“One-in-a-hundred children in the Eastern Cape are born with heart disease like everywhere else and they need a cardiology service in the province,” says Red Cross War Memorial Children’s Hospital paediatric cardiologist Rik de Decker, whose team treats young children with congenital heard disease (CHD) from the province.
Two paediatric cardiologists from Red Cross spent last week conducting the latest bi-annual cardiology clinics at State hospitals in East London and Mdantsane.
“We need to build the capacity so that those clinics are not run by us but by Eastern Cape cardiologists, we need to get the MEC for health to build up a team,” De Decker said during an interview at Red Cross.
“We go and do outreach clinics in the Eastern Cape because historically, the Eastern Cape was part of the Cape Province. Patients are triarged [by local paediatricians] in the months before the clinic to be seen by the specialist paediatric cardiologist at the clinic.
“We look at those patients and decide which of those need to come to us to have surgery done. This is a small fraction of how many [need treatment]. We also review the patients who have been here already.
“If there’s anything [special] about paediatric cardiology, it’s team work. You must have a whole team in order to do cardiac care properly. It’s the team work that’s missing in SA.
“There’s no point in having only a cardiologist. You can do with one but really, you need a team, you can’t work in isolation. A cardiologist can tell you ‘you’ve got a hole in the heart, now go find yourself a surgeon’; there’s nothing you can do about that. It must be absolutely, mind-numbingly painful to make these diagnoses and have to say ‘sorry, I can’t do anything’.
“You need to work with your surgeons and have anaesthetists who can put these children to sleep and bypass technicians. Then you need an intensive care unit that’s happy to receive heart operation patients that – once the child’s heart has been switched on again – keeps the child alive. You must have passionate people. That’s the team and they all have to work together, but those teams don’t exist all over South Africa.”
De Decker says part of the rationale behind the outreach programme from Red Cross into the Eastern Cape is to ensure follow-up consultations with children who have already had one or more procedure at the hospital.

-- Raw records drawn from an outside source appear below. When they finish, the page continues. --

PR #3123, opened 2021-06-18
Apply exact vanilla string length limits

Outfluencer:
Limit below 1.13 is 32767 limit above 1.13 is 32500 and the limit in the 1.13 is 256


md-5:
Use a sensible comparison order, >, > pleas

PR #3970, opened 2026-04-09
Handle login encryption state transition earlier

electronicboy:
Moves state progression earlier so that we don't try to process
multiple response packets


md-5:
Can you please explain how this can happen - the method can only be called from a single thread and if there's an exception then no more packets should be handled.

electronicboy:
Apologies, this patch was one I wrote some time ago which the report behind has sadly been lost to time. From some recollection, I believe that this was related to what was a fairly well-crafted attack against a server, moving the state progression upwards seemed like a fairly reasonable defensive choice at the time

Feel free to close this, I don't have anything concrete to know exactly what this was mitigating

Janmm14:
I do not think this change has any impact. Over the years the there have been other changes which should have improved bungee's ability to defend aganst dos here & there.

electronicboy:
Closing; Having had more time to think about it, I recall that this was in response to a very specific and niche attack scenario that relied upon a hosting provider having unusual access - probably not something worth upstreaming, hopefully the changes to bungee since then will capture this should this ever show up again for them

“Certain operations are done in series, you can’t do everything at one time. The willingness of people to come back to the clinic is high level if you tell them, but if they need to go back to Cape Town, that’s just not possible, it’s very expensive.
“They go from here and they disappear, we don’t know what’s happened to them, the follow-up is terrible. That’s why we do outreach, because if we go there, they’ll come around the corner from the next village to come and see the doctor, but they won’t travel all the way to Cape Town and then the child dies.”